Divide an ellipse into three parts

Question

I'm looking at this problem:

Let N be the number of ordered pairs (x,*y) of integers such that $x^2+xy+y^2\le 2012$. Prove that N is not divisible by 3.

from https://www.imomath.com/index.php?options=585 Problem 3

The answer shows that all integer points matching this inequality can be divided into 3 parts as {(x,y),(-x-y,x),(y,-x-y)} except (0,0).

The conclusion seems also correct for all real points inside the ellipse $x^2+xy+y^2=A$. So the ellipse is divided into 3 parts except the center point.

My question is: what are the areas of these 3 parts? Is it related to measure theory (or something like Banach–Tarski paradox)?

Answer 1

Let $\omega = e^{\frac{2\pi i}{3}}$ be a cubic root of unity.

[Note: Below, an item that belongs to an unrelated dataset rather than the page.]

PR #56, opened 2023-09-11
MDTZ-941 Disassociate entity

jvrankul23:
This PR is currently inclusive of changes in https://github.com/atlassian-labs/figma-for-jira/pull/55 which should be merged first.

For each $(x,y) \in \mathbb{Z}^2$, associate with it a complex number $z = x - y\omega$. We have

$$|x - y\omega|^2 = x^2 + xy + y^2$$

The collection of these $z$ form a triangular lattice in $\mathbb{C}$ (known as Eisenstein integers).
Notice $$\begin{array}{rll} (-x-y,x) & \to (-x-y) - x\omega &= \omega^2 z\\ (y,-x-y) &\to y - (-x-y)\omega &= \omega z \end{array}$$ The relation among the three pairs $(x,y), (-x-y,x), (y,-x-y)$ isn't anything exotic. They are simply images of each other under $120^\circ$ rotations of the Eisenstein integers (embedded in the complex plane).

Answer 2

Here's a picture of your ellipse: when point $A=(x,y)$ lies in the first quadrant (blue region), then point $B=(-x-y,x)$ lies in the red region and point $C=(y,-x-y)$ lies in the green region.

Switching the sign of coordinates for $A$ (third quadrant) causes the same to happen for $B$ and $C$. And areas are indeed the same: $$ \text{blue area}=\text{red area}=\text{green area}= \frac{2012 \pi }{3 \sqrt{3}}. $$

That the area is the same can be proved just by noticing that the transformation sending $A$ to $B$ (or to $C$) is a linear mapping with determinant equal to $1$.